So, when we can show comments from blogosphere for journal articles, why can't we do that for molecules too? Sure we can. Just needs some hacking. Right, and done that today. The scripts works for PubChem:

Works for any <a href> element with an URL to PubChem like[InChI]. BTW, while the URL is not very readable, this might actually be a good way to hide InChI's, though I am sure Google will not index this InChI either.

And it also works for semantically marked up InChI's (using either microformats or RDFa):

You'll notice here that it is friendly with my Sechemtic script to make links to Google and PubChem.

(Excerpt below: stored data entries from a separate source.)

PR #473, opened 2023-05-10
FreeBSD ci

TingDaoK:
- experiments about FreeBSD

### DIFF
--- a/.github/workflows/ci.yml
+++ b/.github/workflows/ci.yml
@@ -200,8 +200,8 @@ jobs:
           envs: 'AWS_ACCESS_KEY_ID AWS_SECRET_ACCESS_KEY AWS_DEFAULT_REGION AWS_REGION'
           usesh: true
           run: |
-            pkg install python38 py38-pip py38-urllib3
-            python3 -c "from urllib.request import urlretrieve; urlretrieve('${{ env.BUILDER_HOST }}/${{ env.BUILDER_SOURCE }}/${{ env.BUILDER_VERSION }}/builder.pyz', 'builder')"
+            pkg install python39 py39-pip py39-urllib3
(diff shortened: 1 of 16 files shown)


.github/workflows/ci.yml
```diff
@@ -186,6 +186,28 @@ jobs:
...
+        with:
+          submodules: true
+      - name: Build ${{ env.PACKAGE_NAME }} + consumers
+        uses: vmactions/freebsd-vm@v0
+        with:
+          envs: 'AWS_ACCESS_KEY_ID AWS_SECRET_ACCESS_KEY AWS_DEFAULT_REGION AWS_REGION'
+          usesh: true
+          sync: rsync
+          copyback: false
+          run: |
```
DmitriyMusatkin, line 204: nit: this action has a prepare step, which might be a better place for installing stuff like pip

test/test_checksums.py
```diff
@@ -80,11 +81,13 @@ def test_crc32c_large_buffer(self):
         self.assertEqual(0xfb5b991d, val)
 
     def test_crc32c_huge_buffer(self):
-        # stress the internal logic that handles buffers larger than C's INT_MAX
+        if sys.platform.startswith('freebsd'):
```
DmitriyMusatkin, line 84: only fails for crc32c? do we want to skip other flex checksum cases for huge buffer?

DmitriyMusatkin (approved):

.github/workflows/ci.yml
```diff
@@ -7,8 +7,8 @@ on:
       - 'docs'
 
 env:
-  BUILDER_VERSION: v0.9.44
-  BUILDER_SOURCE: releases
+  BUILDER_VERSION: freebsd-ci
```
DmitriyMusatkin, line 10: dont forget to revert before pushing

test/test_checksums.py
TingDaoK: It only fails for crc32c for now, I skip the other huge_buffer test for safe.

PR #498, opened 2023-08-15
Fix mqtt3 client shutdown callback

xiazhvera:
*Issue #, if available:*

*Description of changes:*


source/mqtt_client_connection.c
```diff
@@ -49,10 +49,6 @@ struct mqtt_connection_binding {
      * Lets us invoke callbacks on the python object without preventing the GC from cleaning it up. */
     PyObject *self_proxy;
 
-    /* To not run into a segfault calling on_close with the connection being freed before the callback
-     * can be invoked, we need to keep the PyCapsule alive. */
-    PyObject *self_capsule;
```
xiazhvera, line 54: `self_capsule` was a trick we used to keep the python object alive before the client tear down. As we now have the termination callback, we no longer need it.

source/mqtt_client_connection.c
```diff
@@ -374,9 +382,11 @@ PyObject *aws_py_mqtt_client_connection_new(PyObject *self, PyObject *args) {
     Py_DECREF(self_proxy);
 proxy_new_failed:
 use_websockets_failed:
+set_on_closed_failed:
```
bretambrose, line 385: I've come to hate this pattern for cleanup.  We did it early on, but it is far better (imo) to have a failure path that can safely be executed from all branch points.  If scoping is an issue, declarations can be moved up to the top of the function.

Would much rather see something like this:

```
on_failure:

   Py_XDECREF(self_proxy); 
   aws_mqtt_client_connection_release(py_connection->native);
   aws_mem_release(allocator, py_connection);
   return NULL;
```

source/mqtt_client_connection.c
```diff
@@ -345,40 +356,37 @@ PyObject *aws_py_mqtt_client_connection_new(PyObject *self, PyObject *args) {
...
-proxy_new_failed:
-use_websockets_failed:
-set_interruption_failed:
-set_connection_handlers_failed:
-    aws_mqtt_client_connection_release(py_connection->native);
-connection_new_failed:
-    aws_mem_release(allocator, py_connection);
+creation_failed:
+    Py_XDECREF(self_proxy);
+    if (py_connection) {
```
bretambrose, line 384: py_connection has to be non-null at this point.
Also, maybe just "on_error:" rather than "creation_failed:"

source/mqtt_client_connection.c
```diff
@@ -345,40 +356,37 @@ PyObject *aws_py_mqtt_client_connection_new(PyObject *self, PyObject *args) {
...
+        if (py_connection->native) {
```
bretambrose, line 385: You also don't need to null check this either.  release handles a null invocation.  The original suggestion would work verbatim.

bretambrose (approved):
Fix n ship

PR #507, opened 2023-10-07
Env Detection

JonathanHenson:
For p4d.24xlarge:
```
Is on Ec2 Instance nitro ? True
Instance Type = p4d.24xlarge
Is Optimized for System = True
```
For  trn1n.32xlarge:
```
Is on Ec2 Instance nitro ? True
Instance Type = trn1n.32xlarge
Is Optimized for System =  True
```
For p5.48xlarge:
```
Is on Ec2 Instance nitro ? True
Instance Type = p5.48xlarge
Is Optimized for System = True
```
For c5n.18xlarge:
```
Is on Ec2 Instance nitro ? True
Instance Type = c5n.18xlarge
Is Optimized for System = False
```
For t2.xlarge
```
Is on Ec2 Instance nitro ? {} False
Instance Type = {} None
Is Optimized for System = {} False
```


source/common.c
```diff
@@ -26,6 +29,110 @@ PyObject *aws_py_get_cpu_count_for_group(PyObject *self, PyObject *args) {
...
+    return NULL;
+}
+
+PyObject *aws_py_is_crt_s3_optimized_for_system(PyObject *self, PyObject *args) {
+    PyObject *env_capsule = NULL;
+    const char *instance_type_str = NULL;
+    Py_ssize_t instance_type_str_len = 0;
+
+    if (!PyArg_ParseTuple(args, "Oz#", &env_capsule, &instance_type_str, &instance_type_str_len)) {
+        return PyErr_AwsLastError();
```
graebm, line 111:
```suggestion
        return NULL;
```

awscrt/common.py
```diff
@@ -18,3 +18,23 @@ def get_cpu_count_for_group(group_idx: int) -> int:
...
+    def __init__(self):
+        self._env = _awscrt.load_system_environment()
+
+        if self.is_ec2_nitro_instance():
+            self._detected_instance_type = _awscrt.get_ec2_instance_type(self._env)
+        else:
+            self._detected_instance_type = None       
+
+    def is_ec2_nitro_instance(self) -> bool:    
+        return _awscrt.is_env_ec2(self._env)
```
graebm, line 33: Why mention "nitro" here, but not in the underlying C function?

I liked the `is_running_on_ec2` name better, FWIW

awscrt/common.py
```diff
@@ -18,3 +18,23 @@ def get_cpu_count_for_group(group_idx: int) -> int:
...
+    
+    def get_ec2_instance_type(self) -> str:        
+        return self._detected_instance_type
+    
+    def is_crt_s3_optimized_for_system_env(self) -> bool:
```
graebm, line 38: This is awkward:
`system_env.is_crt_s3_optimized_for_system_env()`

flip the words around to sound more natural:
`system_env.is_optimized_for_crt_s3()`

or it might feel more natural as a separate function in s3.py:
`awscrt.s3.is_optimized_for_system(system_env)`

awscrt/common.py
```diff
@@ -18,3 +18,23 @@ def get_cpu_count_for_group(group_idx: int) -> int:
...
+
+        if self.is_ec2_nitro_instance():
+            self._detected_instance_type = _awscrt.get_ec2_instance_type(self._env)
+        else:
+            self._detected_instance_type = None       
+
+    def is_ec2_nitro_instance(self) -> bool:    
+        return _awscrt.is_env_ec2(self._env)
+    
+    def get_ec2_instance_type(self) -> str:
```
graebm, line 35: the underylying C function is `get_virtualization_product_name()`

let's consistently call it "ec2" or "virtualization_product_name" but it's annoying to change terminology between the layers

awscrt/common.py
graebm: Or just have 1 public function: `awscrt.s3.is_optimized_for_system()`

and don't bother binding the aws_system_environment at all, just keep it as an implementation detail

we can have python cache the answer, so it only does work the first time it's called

awscrt/common.py
```diff
@@ -18,3 +18,23 @@ def get_cpu_count_for_group(group_idx: int) -> int:
     Returns number of processors in a given group.
     """
     return _awscrt.get_cpu_count_for_group(group_idx)
+
+class SystemEnvironment:
+
+    def __init__(self):
```
graebm, line 24: Inherit from NativeResource. we just do this to help tests track leaks
```suggestion
class SystemEnvironment(NativeResource):

    def __init__(self):
        super().__init__()
```

awscrt/common.py
JonathanHenson: ec2 and vritualization product name are not the same thing. ec2 is A vendor, and aws-c-common is mostly generic, I did move most of this to aws-c-s3 however and it makes more sense there. I can clean it up here.

awscrt/common.py
JonathanHenson: I'm just gonna pull out systemenvironment entirely and cache it internally as you suggested above.

awscrt/common.py
JonathanHenson: That's fine. I added verbosity here largely for aid in debugging when something goes wrong, we can at least ask the customer to add a python function to their script and it's much simpler to track down, than having to peel through logs or c source.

The tools to make this happen involves a new Greasemonkey script (based on Noels code), and a few patches to the software. The user script can be downloaded here. An entry on the Blue Obelisk userscript page will follow; check that page for more goodies.


  1. (1) Would it be possible to pattern match against an InChI so that it wouldn't need to be marked up?

    (2) I note that Google searches just ignore punctuation, apparently replacing any punctuation in your search by a space. This suggests that Google-friendly InChIs would need to replace the '/' by an '_' or something.

  2. ad 1: yes, but I do not think it would be useful. The first version I wrote was like this, but InChI's are rarely put full text in HTML. Really rarely. It turned out that this gave too many false positives.

    ad 2: on the InChI mailing list there has been some discussion on making InChI's more friendly to other technologies, e.g. by defining a well defined way to put them on the web. No convergence whatsoever, unfortunately.

  3. Nice. Also, consider yourself invited (let me know what dates you're in the UK?).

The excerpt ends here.